Of Lichens and Learning

‘Sometimes,’ I shared recently with followers on Twitter and Facebook, ‘the answers are in a book about lichens.’

Deep among the vivid pages of Lichens of North America, someplace between the descriptions of Cladina sterllaris and Cladonia cervicornis verticillata, I may have found the inspiration that I’d been seeking.  The glory of lichenate minutiae, the intricate interstices and curls of lace disappearing into fractal edges–It just isn’t possible to get close enough.

Somewhere among these images is what I am looking for.
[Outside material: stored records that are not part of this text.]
PR #18835, opened 2024-04-30
Close rsyslog plugin when rsyslog SIGTERM and EOF is sent to stream

zbud-msft:
##### Work item tracking
- Microsoft ADO **(number only)**:27882794

#### How I did it

Add signalOnClose for omprog as well as close rsyslog plugin when receives an EOF.

#### How to verify it

UT (will add sonic-mgmt testcase for storming events with logs)

- [ ] 201811
- [ ] 201911
- [ ] 202006
- [ ] 202012
- [ ] 202106
- [ ] 202111
- [ ] 202205
- [ ] 202211
- [ ] 202305

- [ ] 
- [ ]

### DIFF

To liberally paraphrase Karen Barad from her recent book, Meeting the Universe Halfway, the material conditions of much of our current postsecondary landscape “performatively produces” and reinscribes pedagogies and curricula that persist in sketching boundaries between learning and the world beyond the academy. Reminiscent of Tim Cresswell’s notion that we continually practice and re-inscribe ideologies through our daily practice (how do we know how to act in public spaces–how do we conversely recreate those places through our actions?), such reasoning etches parallel furrows in a granite landscape resolutely lichenate.

As educators, we follow, as a matter of course, such glacial scarring on a panoply of metaphoric stones, through or past, but rarely insinuated with the organic systems that surround us.

What would it be like, I asked students in my first-year Writing and Speaking to the Issues class recently, to jump these lines and devote all one’s life to a single passion and a single aim — and one that steps beyond the mere self-serving to change the ways that others think about the world.

If we choose, as I enjoined my students, to engage in dialogue with moments of the performative everyday, what I hope that may well emerge from the complexity of countless nodes and intersections–imbricated and involuted all–is a dynamic system that yields and demonstrates resilience.

So…how to begin?

I’ll see how the students answer that…tomorrow.